─── THE DATA

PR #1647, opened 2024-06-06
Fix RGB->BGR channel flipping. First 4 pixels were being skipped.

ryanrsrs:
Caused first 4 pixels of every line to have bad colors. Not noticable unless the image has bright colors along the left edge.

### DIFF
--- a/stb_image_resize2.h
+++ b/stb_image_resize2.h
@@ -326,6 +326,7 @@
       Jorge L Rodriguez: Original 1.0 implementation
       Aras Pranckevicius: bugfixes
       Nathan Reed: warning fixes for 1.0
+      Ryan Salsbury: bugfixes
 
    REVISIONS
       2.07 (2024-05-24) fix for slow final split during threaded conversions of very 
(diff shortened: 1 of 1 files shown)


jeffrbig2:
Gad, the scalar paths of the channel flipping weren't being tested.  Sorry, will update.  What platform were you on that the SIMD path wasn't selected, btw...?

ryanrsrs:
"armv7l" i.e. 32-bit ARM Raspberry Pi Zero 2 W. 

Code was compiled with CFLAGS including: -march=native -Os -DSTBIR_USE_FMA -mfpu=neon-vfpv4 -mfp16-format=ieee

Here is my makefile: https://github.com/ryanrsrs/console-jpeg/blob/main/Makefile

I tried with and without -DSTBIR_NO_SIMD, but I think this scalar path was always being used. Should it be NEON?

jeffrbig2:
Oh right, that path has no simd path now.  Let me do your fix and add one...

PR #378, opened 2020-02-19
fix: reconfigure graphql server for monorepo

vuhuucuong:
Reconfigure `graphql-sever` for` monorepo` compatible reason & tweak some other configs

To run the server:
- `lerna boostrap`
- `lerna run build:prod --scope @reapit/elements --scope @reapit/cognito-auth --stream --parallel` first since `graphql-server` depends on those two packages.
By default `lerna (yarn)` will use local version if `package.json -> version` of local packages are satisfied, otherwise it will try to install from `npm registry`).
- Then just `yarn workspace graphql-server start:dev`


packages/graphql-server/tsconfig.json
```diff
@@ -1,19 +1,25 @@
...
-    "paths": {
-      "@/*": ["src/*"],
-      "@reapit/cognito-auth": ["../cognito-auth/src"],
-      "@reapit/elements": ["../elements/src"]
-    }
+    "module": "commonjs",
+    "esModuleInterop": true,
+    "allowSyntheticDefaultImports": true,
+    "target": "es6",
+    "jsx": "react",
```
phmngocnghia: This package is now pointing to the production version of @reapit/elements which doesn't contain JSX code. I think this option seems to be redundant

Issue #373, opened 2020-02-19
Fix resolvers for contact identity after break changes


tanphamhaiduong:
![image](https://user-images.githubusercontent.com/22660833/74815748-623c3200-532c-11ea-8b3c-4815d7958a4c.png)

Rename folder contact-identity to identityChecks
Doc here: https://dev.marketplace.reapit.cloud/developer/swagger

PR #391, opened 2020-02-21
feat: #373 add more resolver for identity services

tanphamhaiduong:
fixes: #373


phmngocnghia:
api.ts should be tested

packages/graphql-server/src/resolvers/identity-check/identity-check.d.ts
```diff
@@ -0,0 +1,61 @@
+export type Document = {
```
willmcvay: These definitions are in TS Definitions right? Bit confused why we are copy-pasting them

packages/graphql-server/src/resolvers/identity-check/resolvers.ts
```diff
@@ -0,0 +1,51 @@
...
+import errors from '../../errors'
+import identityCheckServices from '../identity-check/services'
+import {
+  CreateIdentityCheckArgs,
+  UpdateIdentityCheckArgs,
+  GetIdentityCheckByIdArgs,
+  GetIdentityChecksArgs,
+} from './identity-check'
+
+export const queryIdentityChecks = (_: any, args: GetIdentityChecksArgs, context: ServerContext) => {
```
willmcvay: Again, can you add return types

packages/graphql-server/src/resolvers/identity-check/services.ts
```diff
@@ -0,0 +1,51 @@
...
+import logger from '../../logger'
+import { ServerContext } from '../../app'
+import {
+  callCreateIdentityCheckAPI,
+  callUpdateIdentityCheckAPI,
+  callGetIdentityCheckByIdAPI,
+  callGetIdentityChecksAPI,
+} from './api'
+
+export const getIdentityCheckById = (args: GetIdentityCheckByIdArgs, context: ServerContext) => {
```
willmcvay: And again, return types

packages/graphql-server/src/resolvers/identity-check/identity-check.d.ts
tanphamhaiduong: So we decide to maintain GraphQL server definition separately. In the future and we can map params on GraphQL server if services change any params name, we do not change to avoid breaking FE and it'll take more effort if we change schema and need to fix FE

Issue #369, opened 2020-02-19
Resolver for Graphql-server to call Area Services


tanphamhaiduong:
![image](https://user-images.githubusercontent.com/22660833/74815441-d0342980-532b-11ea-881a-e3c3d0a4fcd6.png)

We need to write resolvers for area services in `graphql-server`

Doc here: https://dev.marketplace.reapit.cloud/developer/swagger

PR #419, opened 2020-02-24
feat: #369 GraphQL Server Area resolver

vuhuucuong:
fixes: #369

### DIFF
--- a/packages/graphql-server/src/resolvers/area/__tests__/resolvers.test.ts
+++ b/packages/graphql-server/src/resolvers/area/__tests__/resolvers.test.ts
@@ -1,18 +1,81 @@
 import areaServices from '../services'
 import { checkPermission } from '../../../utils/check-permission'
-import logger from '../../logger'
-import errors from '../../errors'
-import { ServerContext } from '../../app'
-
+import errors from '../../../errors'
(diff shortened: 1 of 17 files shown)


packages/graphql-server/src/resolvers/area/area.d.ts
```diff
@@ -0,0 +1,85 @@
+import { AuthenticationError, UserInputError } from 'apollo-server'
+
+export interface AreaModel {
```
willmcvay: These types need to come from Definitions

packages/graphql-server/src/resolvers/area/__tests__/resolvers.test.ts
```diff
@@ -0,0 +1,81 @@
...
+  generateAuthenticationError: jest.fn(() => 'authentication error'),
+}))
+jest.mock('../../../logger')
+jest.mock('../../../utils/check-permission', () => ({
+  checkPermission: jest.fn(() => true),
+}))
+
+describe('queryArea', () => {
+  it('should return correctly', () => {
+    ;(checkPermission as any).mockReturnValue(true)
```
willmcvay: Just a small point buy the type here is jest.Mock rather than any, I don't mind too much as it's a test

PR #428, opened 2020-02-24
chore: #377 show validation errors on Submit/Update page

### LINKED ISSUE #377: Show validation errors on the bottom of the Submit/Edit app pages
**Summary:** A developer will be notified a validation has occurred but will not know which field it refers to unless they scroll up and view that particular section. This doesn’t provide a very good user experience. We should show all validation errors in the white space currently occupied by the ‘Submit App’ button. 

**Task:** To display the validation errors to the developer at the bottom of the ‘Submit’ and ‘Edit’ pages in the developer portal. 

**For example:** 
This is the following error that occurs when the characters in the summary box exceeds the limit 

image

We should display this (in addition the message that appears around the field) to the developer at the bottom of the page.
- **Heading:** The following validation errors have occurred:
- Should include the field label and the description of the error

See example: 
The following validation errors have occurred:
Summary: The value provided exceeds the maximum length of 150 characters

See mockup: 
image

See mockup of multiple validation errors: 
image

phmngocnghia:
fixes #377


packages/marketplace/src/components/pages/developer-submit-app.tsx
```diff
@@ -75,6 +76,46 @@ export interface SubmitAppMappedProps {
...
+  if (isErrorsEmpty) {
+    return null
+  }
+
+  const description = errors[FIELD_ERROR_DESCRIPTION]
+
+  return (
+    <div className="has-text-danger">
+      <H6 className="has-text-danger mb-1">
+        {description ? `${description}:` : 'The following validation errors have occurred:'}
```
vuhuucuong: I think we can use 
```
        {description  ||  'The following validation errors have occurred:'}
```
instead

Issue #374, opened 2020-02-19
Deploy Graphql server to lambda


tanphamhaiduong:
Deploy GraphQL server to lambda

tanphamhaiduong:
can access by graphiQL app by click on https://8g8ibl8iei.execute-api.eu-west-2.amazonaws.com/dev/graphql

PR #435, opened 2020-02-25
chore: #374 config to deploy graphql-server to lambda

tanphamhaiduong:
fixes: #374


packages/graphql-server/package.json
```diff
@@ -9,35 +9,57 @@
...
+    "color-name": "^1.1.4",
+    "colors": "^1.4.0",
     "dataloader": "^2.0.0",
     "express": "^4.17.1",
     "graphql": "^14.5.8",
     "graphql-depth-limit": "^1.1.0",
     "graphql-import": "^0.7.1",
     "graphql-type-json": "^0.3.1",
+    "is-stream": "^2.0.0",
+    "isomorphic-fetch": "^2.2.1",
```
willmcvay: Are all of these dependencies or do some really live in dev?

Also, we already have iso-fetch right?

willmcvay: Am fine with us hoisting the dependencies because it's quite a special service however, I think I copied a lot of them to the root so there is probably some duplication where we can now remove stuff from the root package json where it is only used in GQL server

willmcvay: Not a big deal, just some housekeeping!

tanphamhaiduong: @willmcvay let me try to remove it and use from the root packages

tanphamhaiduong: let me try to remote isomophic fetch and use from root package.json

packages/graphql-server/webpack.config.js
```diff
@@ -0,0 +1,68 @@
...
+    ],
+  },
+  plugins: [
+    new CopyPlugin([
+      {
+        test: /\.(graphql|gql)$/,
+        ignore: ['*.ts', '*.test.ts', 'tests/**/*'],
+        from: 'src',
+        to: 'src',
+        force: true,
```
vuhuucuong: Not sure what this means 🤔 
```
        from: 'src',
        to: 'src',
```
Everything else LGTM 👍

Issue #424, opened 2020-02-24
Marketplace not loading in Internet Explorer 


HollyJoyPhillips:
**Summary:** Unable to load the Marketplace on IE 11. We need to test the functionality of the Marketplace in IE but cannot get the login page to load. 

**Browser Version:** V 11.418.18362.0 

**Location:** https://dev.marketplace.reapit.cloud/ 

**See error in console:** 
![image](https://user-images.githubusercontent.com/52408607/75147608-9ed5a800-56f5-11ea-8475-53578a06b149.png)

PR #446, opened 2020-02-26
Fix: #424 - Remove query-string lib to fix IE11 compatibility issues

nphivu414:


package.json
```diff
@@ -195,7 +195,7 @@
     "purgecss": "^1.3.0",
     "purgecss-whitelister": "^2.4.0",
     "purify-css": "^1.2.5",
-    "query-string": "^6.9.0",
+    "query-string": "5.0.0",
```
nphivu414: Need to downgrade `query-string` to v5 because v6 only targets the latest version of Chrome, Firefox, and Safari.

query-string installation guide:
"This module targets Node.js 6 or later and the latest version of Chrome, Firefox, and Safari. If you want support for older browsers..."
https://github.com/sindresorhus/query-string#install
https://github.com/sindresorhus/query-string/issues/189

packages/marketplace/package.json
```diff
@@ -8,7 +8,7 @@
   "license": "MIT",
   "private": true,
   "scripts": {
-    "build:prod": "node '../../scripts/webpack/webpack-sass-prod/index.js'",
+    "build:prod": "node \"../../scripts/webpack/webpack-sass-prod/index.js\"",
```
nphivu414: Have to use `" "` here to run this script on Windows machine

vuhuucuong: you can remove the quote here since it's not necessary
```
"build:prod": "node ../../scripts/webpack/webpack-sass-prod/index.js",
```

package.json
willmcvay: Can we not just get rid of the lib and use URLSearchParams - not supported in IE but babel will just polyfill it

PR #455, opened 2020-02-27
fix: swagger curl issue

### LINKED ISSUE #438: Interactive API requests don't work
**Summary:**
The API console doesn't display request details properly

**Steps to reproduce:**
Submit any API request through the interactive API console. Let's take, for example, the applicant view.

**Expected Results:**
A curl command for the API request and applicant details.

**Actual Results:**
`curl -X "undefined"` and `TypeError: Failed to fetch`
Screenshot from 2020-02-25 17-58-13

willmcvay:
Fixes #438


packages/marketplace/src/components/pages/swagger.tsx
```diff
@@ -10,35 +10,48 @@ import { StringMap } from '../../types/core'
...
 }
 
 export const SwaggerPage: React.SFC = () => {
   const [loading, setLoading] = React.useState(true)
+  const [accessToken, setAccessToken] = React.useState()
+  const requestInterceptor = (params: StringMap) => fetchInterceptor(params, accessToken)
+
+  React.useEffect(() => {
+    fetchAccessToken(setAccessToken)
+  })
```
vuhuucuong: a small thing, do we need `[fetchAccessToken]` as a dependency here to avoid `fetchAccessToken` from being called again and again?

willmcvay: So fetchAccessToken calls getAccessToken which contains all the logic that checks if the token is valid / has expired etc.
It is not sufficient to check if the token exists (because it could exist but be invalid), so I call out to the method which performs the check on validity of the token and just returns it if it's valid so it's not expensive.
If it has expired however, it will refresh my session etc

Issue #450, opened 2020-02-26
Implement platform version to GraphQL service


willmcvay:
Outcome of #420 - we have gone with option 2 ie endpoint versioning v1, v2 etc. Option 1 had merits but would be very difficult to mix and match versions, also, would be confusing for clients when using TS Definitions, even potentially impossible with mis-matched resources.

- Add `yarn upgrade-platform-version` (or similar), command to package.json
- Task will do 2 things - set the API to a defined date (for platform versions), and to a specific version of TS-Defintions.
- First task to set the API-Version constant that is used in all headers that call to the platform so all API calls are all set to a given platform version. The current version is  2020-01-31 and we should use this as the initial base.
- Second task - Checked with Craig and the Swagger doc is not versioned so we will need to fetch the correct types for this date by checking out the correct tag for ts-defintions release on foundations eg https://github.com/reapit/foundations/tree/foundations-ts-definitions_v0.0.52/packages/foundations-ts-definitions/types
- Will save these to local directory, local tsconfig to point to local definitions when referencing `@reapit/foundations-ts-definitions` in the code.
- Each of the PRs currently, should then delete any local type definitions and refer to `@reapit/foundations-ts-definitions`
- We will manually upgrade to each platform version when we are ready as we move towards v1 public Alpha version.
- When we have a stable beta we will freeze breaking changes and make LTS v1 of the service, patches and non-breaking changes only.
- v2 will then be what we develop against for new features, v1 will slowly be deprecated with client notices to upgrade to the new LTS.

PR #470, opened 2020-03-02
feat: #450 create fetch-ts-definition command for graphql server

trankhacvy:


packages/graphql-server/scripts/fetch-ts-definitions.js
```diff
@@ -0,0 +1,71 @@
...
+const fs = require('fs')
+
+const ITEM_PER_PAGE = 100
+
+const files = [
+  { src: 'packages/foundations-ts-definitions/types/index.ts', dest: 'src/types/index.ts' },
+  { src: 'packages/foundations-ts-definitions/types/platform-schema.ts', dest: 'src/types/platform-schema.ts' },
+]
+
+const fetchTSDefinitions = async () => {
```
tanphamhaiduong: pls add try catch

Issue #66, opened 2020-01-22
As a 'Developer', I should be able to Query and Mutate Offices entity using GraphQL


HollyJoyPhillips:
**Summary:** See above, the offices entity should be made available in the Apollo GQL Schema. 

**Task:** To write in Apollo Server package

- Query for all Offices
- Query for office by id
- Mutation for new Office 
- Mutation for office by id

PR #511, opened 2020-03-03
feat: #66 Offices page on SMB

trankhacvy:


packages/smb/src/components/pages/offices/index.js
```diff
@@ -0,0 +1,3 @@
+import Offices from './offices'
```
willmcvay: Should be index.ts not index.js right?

──────

**WHAT YOU SHOULD DO:**
Of the entries above, repeat exactly the lines from the line with "command to package.json" through the line with "- Will save", both of them included.

**EXERCISE OUTPUT:**
- Add `yarn upgrade-platform-version` (or similar), command to package.json
- Task will do 2 things - set the API to a defined date (for platform versions), and to a specific version of TS-Defintions.
- First task to set the API-Version constant that is used in all headers that call to the platform so all API calls are all set to a given platform version. The current version is  2020-01-31 and we should use this as the initial base.
- Second task - Checked with Craig and the Swagger doc is not versioned so we will need to fetch the correct types for this date by checking out the correct tag for ts-defintions release on foundations eg https://github.com/reapit/foundations/tree/foundations-ts-definitions_v0.0.52/packages/foundations-ts-definitions/types
- Will save these to local directory, local tsconfig to point to local definitions when referencing `@reapit/foundations-ts-definitions` in the code.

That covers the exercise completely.